Intelecto Opuesto

Coahuila y Nayarit, lo que será 2015-16

El escenario y el resultado fueron los mismos de los últimos años. Tres partidos políticos predominantes en una contienda donde todos juegan pero donde todo se vale.

Si alguien pensó que con la reforma política podrían cambiar las condiciones de la competencia se equivocó y la muestra son las votaciones de ayer en Coahuila y Nayarit.
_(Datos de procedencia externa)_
PR #1162, opened 2014-12-23
Housekeeping

simplysoft:
As the year-end is approaching, let's join efforts and do some housekeeping :)

This PR is a collection of various fixes / cleanups (see individual commits) that did not yet found their way back upstream

### DIFF
--- a/app/controllers/frontend/contents_controller.rb
+++ b/app/controllers/frontend/contents_controller.rb
@@ -22,7 +22,7 @@ class Frontend::ContentsController < ApplicationController
 
     shuffle_config = FieldConfig.get(@screen, @field, 'shuffler') || DEFAULT_SHUFFLE
     shuffler_klass = FrontendContentOrder.load_shuffler(shuffle_config)
-    session_key = "frontend_#{@screen.id}_#{@screen.template.id}_#{@field.id}".to_sym
+    session_key = "frontend_#{@screen.id}_#{@screen.template.id}_#{@field.id}_#{shuffler_klass}".to_sym
     shuffler = nil
     count = 1
 


app/assets/javascripts/rangeinput.js
```diff
@@ -61,9 +61,6 @@
 
     $.fn.drag = function(conf) {
 
-        // disable IE specialities
-        document.ondragstart = function () { return false; };
-
```
zr2d2, line 66: what versions of IE was this for and why remove it?

app/controllers/frontend/contents_controller.rb
```diff
@@ -22,7 +22,7 @@ def index
 
     shuffle_config = FieldConfig.get(@screen, @field, 'shuffler') || DEFAULT_SHUFFLE
     shuffler_klass = FrontendContentOrder.load_shuffler(shuffle_config)
-    session_key = "frontend_#{@screen.id}_#{@screen.template.id}_#{@field.id}".to_sym
+    session_key = "frontend_#{@screen.id}_#{@screen.template.id}_#{@field.id}_#{shuffler_klass}".to_sym
```
zr2d2, line 25: why does this session key depend on the type of shuffler used?

app/assets/javascripts/rangeinput.js
simplysoft, line 66: Not sure, I assume IE 8 or earlier, we could not track the origin of this code. We have tried it with latest IE, and this code does not seem to have any effect (anymore).

This code is actually quite nasty, it overwrites the ondrag callback on the document, and because it is returning false, it means that dragging will never start (for code other than the range input). 

You can verify this by add a simple draggable code e.g. from http://jqueryui.com/draggable/ . As soon as you have a rangeinput on the same page (i.e. duration slider), the dragging won't work anymore, as dragging will never start

app/controllers/frontend/contents_controller.rb
simplysoft, line 25: please read the corresponding commit message: "make suffler class part of session key to prevent crash when switching shufflers that have different cache data format"

we have tested some different shuffler implementation that do not return an array (but a hash) when saving to the session (`save_session`). When we then switched the shufflers, the session data did restore the wrong store (array instead of hash or vice versa)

Más allá del resultado, donde sabemos que a favor o en contra siempre se termina imponiendo la clase política preponderante (con eso de la moda en el término) y de cualquier color, el éxito de la incipiente reforma recae únicamente en la apertura y transparencia de los comicios.

Sí, es un paso, pero no es lo necesario para que los votantes mexicanos recuperen la confianza en sus instituciones; no basta el cambio de nombre si persisten las viejas artimañas.

Ayer se vio en redes sociales, reportes de prensa, radio y televisión, denuncias de uno y otro bando, de los dimes y diretes de siempre, de las famosas y supuestas irregularidades de cada elección; policías nayaritas sin mover un dedo ante escenas de presunta comisión de delitos electorales.

¿Es eso lo que veremos en 2015 para la renovación de San Lázaro? ¿Es eso lo que tendremos en Hidalgo y en estados en donde se elegirán nuevos gobernadores en 2016? De ser así no quiero pensar lo que será 2018 con la renovación del Poder Ejecutivo federal pues si aún no ocurre nada grave, estamos a escasos tiempos de ser la Venezuela de América del Norte.

La ley política, pareció –con lo de ayer- ser letra muerta una vez más y me refiero a que no se supo, al menos a nivel nacional, que la participación haya sido copiosa (fue del 30 al 35 por ciento en Coahuila y poco más en Nayarit, que siguen siendo números bajísimos para lo que cuestan las elecciones), que los partidos hayan quedado satisfechos, que la impartición de justicia electoral esté libre de todo señalamiento, que los conteos sean respetados. Vaya, que se renueve la capacidad de asumir elecciones y resultados en el país. Al menos ayer, en dos estados, no se vio.

El experimento político de la coalición PAN-PRD sirvió de colofón para acentuar más el conflicto entre partidos cuando hay votaciones en donde el escenario está disponible para cualquier lado. Ayer, todos tuvieron las mismas oportunidades, pero la operación política salió a relucir y los resultados darán como vencedor en días siguientes a quienes mejor echaron sus cartas sobre la mesa: mejores candidatos, buena campaña, equipo para la operación el día de la elección y todo aquello que se usa y emplea cuando de ganar puestos públicos con el voto del pueblo se hace.

Es algo que, curiosamente, no se ha tocado ni debatido en foros o alguna de las cámaras legislativas dentro de la famosa reforma que se está haciendo al país en materia de leyes electorales, homologación, nuevo instituto electoral, fiscalización, transparencia y demás cosas que por lo menos, ayer, de poco o nada sirvieron para la democracia que se busca.